Well, my coach informed me at our practice yesterday that our indoor state qualifying meet for indoor track has been moved to Feb. 27. That means I cannot go then, and I'm not happy, since this was going to be my first comp, and I was real excited for it.


----------



## jms_gears1 (Jan 14, 2010)

michaellahti said:


> Well, my coach informed me at our practice yesterday that our indoor state qualifying meet for indoor track has been moved to Feb. 27. That means I cannot go then, and I'm not happy, since this was going to be my first comp, and I was real excited for it.
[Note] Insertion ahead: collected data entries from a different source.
PR #949, opened 2017-10-03
Add Origin and Referer to GetTypedHeaders

### LINKED ISSUE #948: RequestHeaders does not expose Referer and Origin
Using the `GetTypedHeaders` method.

The `RequestHeaders` class does not expose any property for `Referer` and `Origin` which could be of type `Uri`.

vanillajonathan:
Closes #948


src/Microsoft.AspNetCore.Http.Extensions/HeaderDictionaryTypeExtensions.cs
```diff
@@ -156,6 +156,7 @@ internal static void SetDate(this IHeaderDictionary headers, string name, DateTi
             { typeof(RangeHeaderValue), new Func<string, RangeHeaderValue>(value => { RangeHeaderValue result; return RangeHeaderValue.TryParse(value, out result) ? result : null; }) },
             { typeof(EntityTagHeaderValue), new Func<string, EntityTagHeaderValue>(value => { EntityTagHeaderValue result; return EntityTagHeaderValue.TryParse(value, out result) ? result : null; }) },
             { typeof(DateTimeOffset?), new Func<string, DateTimeOffset?>(value => { DateTimeOffset result; return HeaderUtilities.TryParseDate(value, out result) ? result : (DateTimeOffset?)null; }) },
+            { typeof(Uri), new Func<string, Uri>(value => { Uri result; return Uri.TryCreate(value, UriKind.RelativeOrAbsolute, out result) ? result : null; }) },
```
Tratcher: out var result

src/Microsoft.AspNetCore.Http.Extensions/RequestHeaders.cs
```diff
@@ -249,6 +249,18 @@ public RangeConditionHeaderValue IfRange
...
 
+        public Uri Origin
+        {
+            get
+            {
+                return Headers.Get<Uri>(HeaderNames.Origin);
+            }
+            set
+            {
+                Headers.Set(HeaderNames.Origin, value);
```
Tratcher: We can't use the default Uri.ToString, it is not properly formatted for headers. See how we do it for the Location header.
https://github.com/vanillajonathan/HttpAbstractions/blob/e7814525527f4f6ea7a62beae23f1a9f57b1b038/src/Microsoft.AspNetCore.Http.Extensions/ResponseHeaders.cs#L132-L147

vanillajonathan: Okay, I think I fixed this. I did write the getter and setter in the same way as for the Location header.

src/Microsoft.AspNetCore.Http.Extensions/HeaderDictionaryTypeExtensions.cs
vanillajonathan: I wrote it in the same way as the `DateTimeOffset?` above and the `long?` below.
Do you want me to inline the var 'out' declaration?
I.e. `.TryParseDate(value, out var result)`

Tratcher: yes

src/Microsoft.AspNetCore.Http.Extensions/RequestHeaders.cs
```diff
@@ -249,6 +249,23 @@ public RangeConditionHeaderValue IfRange
             }
         }
 
+        public Uri Origin
```
Tratcher: The spec format is a list. https://tools.ietf.org/html/rfc6454#section-7, and I'm not sure how you'd handle the 'null' case.

src/Microsoft.AspNetCore.Http.Extensions/RequestHeaders.cs
```diff
@@ -260,6 +277,23 @@ public RangeHeaderValue Range
                 Headers.Set(HeaderNames.Range, value);
             }
         }
+        
+        public Uri Referer
```
Tratcher: Referer spec for reference: https://tools.ietf.org/html/rfc7231#section-5.5.2

vanillajonathan: Looks good. Nothing sticking out in the specification.

src/Microsoft.AspNetCore.Http.Extensions/RequestHeaders.cs
vanillajonathan: Oh this is a problem, not only the 'null' case but apparently there can be multiple origins too.

> In some cases, a number of origins contribute to causing the user
   agents to issue an HTTP request.  In those cases, the user agent MAY
   list all the origins in the Origin header field.  For example, if the
   HTTP request was initially issued by one origin but then later
   redirected by another origin, the user agent MAY inform the server
   that two origins were involved in causing the user agent to issue the
   request.

vanillajonathan: Should I remove the addition of the Origin stuff and keep this commit to only have the Referer stuff?

Tratcher: Sure

vanillajonathan: Okay, I removed the Origin part.

src/Microsoft.AspNetCore.Http.Extensions/HeaderDictionaryTypeExtensions.cs
```diff
@@ -156,6 +156,7 @@ internal static void SetDate(this IHeaderDictionary headers, string name, DateTi
             { typeof(RangeHeaderValue), new Func<string, RangeHeaderValue>(value => { RangeHeaderValue result; return RangeHeaderValue.TryParse(value, out result) ? result : null; }) },
             { typeof(EntityTagHeaderValue), new Func<string, EntityTagHeaderValue>(value => { EntityTagHeaderValue result; return EntityTagHeaderValue.TryParse(value, out result) ? result : null; }) },
             { typeof(DateTimeOffset?), new Func<string, DateTimeOffset?>(value => { DateTimeOffset result; return HeaderUtilities.TryParseDate(value, out result) ? result : (DateTimeOffset?)null; }) },
+            { typeof(Uri), new Func<string, Uri>(value => { return Uri.TryCreate(value, UriKind.RelativeOrAbsolute, out var result) ? result : null; }) },
```
Tratcher: This is not longer used, you can revert this file

src/Microsoft.AspNetCore.Http.Extensions/RequestHeaders.cs
```diff
@@ -248,7 +248,7 @@ public RangeConditionHeaderValue IfRange
                 Headers.SetDate(HeaderNames.LastModified, value);
             }
         }
-
+
```
Tratcher: cleanup

src/Microsoft.AspNetCore.Http.Extensions/RequestHeaders.cs
```diff
@@ -260,6 +260,23 @@ public RangeHeaderValue Range
...
+                Uri uri;
+                if (Uri.TryCreate(Headers[HeaderNames.Referer], UriKind.RelativeOrAbsolute, out uri))
+                {
+                    return uri;
+                }
+                return null;
+            }
+            set
+            {
+                Headers.Set(HeaderNames.Referer, value == null ? null : UriHelper.Encode(value));
```
Tratcher: Hmm, the Travis builder says this line doesn't compile. Are you missing a using?

vanillajonathan: Oops. Yeah, it was a missing `using` statement for the `UriHelper.Encode` extension method.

you should 'fall down' and injure your knee or something ;P


----------



## michaellahti (Jan 15, 2010)

jms_gears1 said:


> michaellahti said:
> 
> 
> > Well, my coach informed me at our practice yesterday that our indoor *state qualifying meet* for indoor track has been moved to Feb. 27. That means I cannot go then, and I'm not happy, since this was going to be my first comp, and I was real excited for it.
> ...



That means no state then, and that's bad.


----------



## jms_gears1 (Jan 15, 2010)

michaellahti said:


> jms_gears1 said:
> 
> 
> > michaellahti said:
> ...


yes but then you can come to the cube competition and thats good.
[GASP]You should put everything after cubing whats wrong with you [/GASP]


----------



## michaellahti (Jan 15, 2010)

jms_gears1 said:


> michaellahti said:
> 
> 
> > jms_gears1 said:
> ...



Indoor state is to track what What National Championships is to Rubik's cube.


----------



## Mike Hughey (Jan 15, 2010)

michaellahti said:


> Indoor state is to track what What National Championships is to Rubik's cube.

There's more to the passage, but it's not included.